[Stored data entries]
PR #11, opened 2019-11-14
Update tools entry

PatrickPurcell:
This PR adds an entry for Intel(R) GPA to `development_tools.md`


sfricke-samsung:
thanks for addition

PR #21, opened 2020-02-03
fix typo

mickbeaver:
The online man pages are now for the 1.2 spec.


sfricke-samsung:
great catch @mickbeaver , thanks for making the PR!

PR #22, opened 2020-02-04
Fixed typo.

mickbeaver:
* will only exists -> will only exist


sfricke-samsung:
Thanks again @mickbeaver

PR #81, opened 2021-02-15
Remove "Adjusting format" section

abbaswasim:
The adjusting format section is wrong. UV will point at pad instead. Its easier to just remove this section.

### DIFF
--- a/chapters/vertex_input_data_processing.md
+++ b/chapters/vertex_input_data_processing.md
@@ -91,14 +91,7 @@ struct Vertex {
 };
 ```
 
-There are 2 ways to go about this by either:
-
-- Adjusting the location **offset**
-- Adjusting the location **format**
-
-#### Adjusting offset
-
-For the first case of changing the offset, the only change to your pipeline creation becomes
+In this case you would need to adjust the offset to point at the right attribute. The only change to your pipeline creation becomes
 
 ```patch
         1,                          // location
@@ -110,23 +103,9 @@ For the first case of changing the offset, the only change to your pipeline crea
 
 ![vertex_input_data_processing_example_b_offset](../images/vertex_input_data_processing_example_b_offset.png)
 
-#### Adjusting format
-
-For the second case changing the format, you keep the `3 * sizeof(float)` offset and adjust the format to change the size of each location element
-
-```patch
-        0,                          // location
-        binding.binding,            // binding
--        VK_FORMAT_R32G32B32_SFLOAT, // format
-+        VK_FORMAT_R32G32B32A32_SFLOAT, // format
-        0                           // offset
-```
-
 Note, this does **not** require an update to the shader from a `vec3` to a `vec4` as the spec states
 
 > If the vertex shader has fewer components, the extra components are discarded.
-
-![vertex_input_data_processing_example_b_format](../images/vertex_input_data_processing_example_b_format.png)
 
 ### Example C - non-interleaved
 


sfricke-samsung:
I am confused by what you mean by "UV will point at pad instead"

The spec says

> If the vertex shader has fewer components, the extra components are discarded.

so if the format is moved to `VK_FORMAT_R32G32B32A32_SFLOAT` I am not sure why UV is wrong

abbaswasim:
The spec describes `offset` in `VkVertexInputAttributeDescription` as:

> `offset` is a byte offset of this attribute relative to the start of an element in the vertex input binding.

So IIUC no matter what your format is, the offset has to be correct to point at the correct byte offset in your struct. So for the following Vertex.

```c
struct Vertex {
    float   x, y, z, pad;
    uint8_t u, v;
 };
 ```

using an offset of `3 * sizeof(float)` will point at `pad` not `u` from `uint8_t u, v;` which is wrong. Imagine your struct is like the following: [silly example but hopefully gets the point across]

```c
struct Vertex {
    float   x, y, z, pad[125];
    uint8_t u, v;
 };
 ```
In this case you won't find a `VkFormat` for your first attribute  that you can specify which will take you to the `u` offset.

> If the vertex shader has fewer components, the extra components are discarded.

True. But not the issue here. The issue is that the offset is wrong. My worry is not that 

```glsl
layout(location = 0) in vec3 inPos;
```

is getting 4 float values or not but rather.

```glsl
layout(location = 1) in uvec2 inUV;
```
is not getting the correct values.

Hope that makes sense.

sfricke-samsung:
So using your example with `VK_FORMAT_R32G32B32A32_SFLOAT`, then the developer just needs to update where in the `Vertex` stride to grab the second attribute

```cpp
attributes[1].offset = 124 * sizeof(float);
```

From spec:

> For each attribute, raw data is extracted starting at attribAddress and is converted from the VkVertexInputAttributeDescription’s format

The `format` is really there to say

"This Input Attribute is the size of this format and that much raw data will be read from the vertex buffer"

> In this case you won't find a VkFormat for your first attribute that you can specify which will take you to the u offset.

So the only reason I have that example in was to demonstrate **what** happens when the format is larger then the shader value. This came from a real world example of confusion of the needle-in-the-haystack spec text that described what happens if `VK_FORMAT_R32G32B32A32_SFLOAT` is lined up with a `vec3` attribute

sfricke-samsung:
To add to this, I am pretty sure it also legal to go

```cpp
struct Vertex {
    float   x, y, z;
};
```
with
```glsl
layout(location = 0) in vec3 inA;
layout(location = 1) in vec2 inB;
```
have the offset both to 0
```cpp
attributes[0].offset = 0;
attributes[0].format = VK_FORMAT_R32G32B32_SFLOAT;
attributes[1].offset = 0;
attributes[1].format = VK_FORMAT_R32G32_SFLOAT;
```
And in this case it would only read 3 floats per vertex and
```glsl
inA.x == inB.x
inA.y == inB.y;
```

abbaswasim:
> So using your example with VK_FORMAT_R32G32B32A32_SFLOAT, then the developer just needs to update where in the Vertex stride to grab the second attribute

Yes indeed but in your example you are not updating the `offset`, you are only updating the `format`. Ignore my example if that has created confusion. You need to fix the offset for second attribute `u, v`. And if you do that the then method of "Adjusting format" is redundant.

> To add to this, I am pretty sure it also legal to go

That is also true. I am not saying you can't have overlapping attributes or similar offsets. I am just saying in your example your second attribute which is suppose to be `u, v` values are not correct. They are instead both pointing at `pad` with the offset of `3 * sizeof(float);`

sfricke-samsung:
ok, fair, so the simple fix would to add a blurb about needing that offset set to `4 * float` to work...

Here, if you don't mind, let me purpose of reworking of that part of the chapter, re-reading it for this PR I realized it redundant, but at the same time, I really want to have some example to help explain the behavior of how the `format` is reading raw data

PR #90, opened 2021-03-15
Update wsi.md

Andreyogld3d:
QNX


sfricke-samsung:
Thanks for splitting it up!

PR #93, opened 2021-04-04
Remove duplicate text

RoryO:


sfricke-samsung:
thanks, not sure how that extra text snuck in there

RoryO:
> thanks, not sure how that extra text snuck in there

If you use vim or a vim like editing for prose, I've frequently made the mistake of period-esc-period ending a sentence. That takes the last chunk you entered in insert mode and inserts it again. This looked like a similar mistake!

PR #96, opened 2021-04-11
Add Push Constant chapter

sfricke-samsung:


oddhack:
@sfricke-samsung likewise this will require asciidoc conversion, which I will do, if you want.

sjfricke:
So the original goal of this chapter was to answer the last section question of `## Pushing data with non-compatible layouts`... the internal issue hit many problems and wasn't much energy to get it resolved

But looking at this, there is still some good content in here and I think it is probably worth rebasing and getting in

sjfricke:
I can asciidoctor this btw, will probably just make a new PR because this fork is on my old account

sjfricke:
@oddhack or @gpx1000 this can be closed now with https://github.com/KhronosGroup/Vulkan-Guide/pull/196 merged (I don't have access to my old account to close it myself)

PR #99, opened 2021-04-16
Added note on support check for iOS

SaschaWillems:
This PR adds a note on LunarG's port of the Vulkan Hardware Capability Viewer for iOS, which can be used to check Vulkan support similar to Android.


sfricke-samsung:
LGTM

PR #100, opened 2021-04-16
Changed wording on core versions, added some clarification

SaschaWillems:
This PR slightly rephrases the introductory chapter for the Vulkan version and adds an explanation at what promotion to core means.


sfricke-samsung:
Thanks for improving this!

PR #108, opened 2021-05-06
Update the Vulkan Layers section

christophe-lunarg:
- Add missing VK_LAYER_KHRONOS_synchronization2 documentation
- Clean up VK_LAYER_KHRONOS_validation section and its feature that was claimed to be layers but that are actually validation features
- Improve layout

Note that in July Vulkan SDK release, Vulkan Configurator will point to https://github.com/KhronosGroup/Vulkan-Guide/blob/master/chapters/development_tools.md#vulkan-layers so that Vulkan developers could find new layers and so that the Vulkan Layers ecosystem could grow.


sfricke-samsung:
lgtm

PR #760, opened 2024-06-20
fix(modules): `addViteConfig` ignored user vite config

aklinker1:
If you used `addViteConfig` in a module, it cause WXT to ignore any `vite` config from your `wxt.config.ts` file. Because I forgot to await a promise 🤦


aklinker1:
Released in [`v0.18.8`](https://github.com/wxt-dev/wxt/releases/tag/wxt-v0.18.8)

HOW TO COMPLETE THIS TASK:
When the entries above show the word "confusion" in a line, copy that line out.

FINAL ANSWER:
So the only reason I have that example in was to demonstrate **what** happens when the format is larger then the shader value. This came from a real world example of confusion of the needle-in-the-haystack spec text that described what happens if `VK_FORMAT_R32G32B32A32_SFLOAT` is lined up with a `vec3` attribute
Yes indeed but in your example you are not updating the `offset`, you are only updating the `format`. Ignore my example if that has created confusion. You need to fix the offset for second attribute `u, v`. And if you do that the then method of "Adjusting format" is redundant.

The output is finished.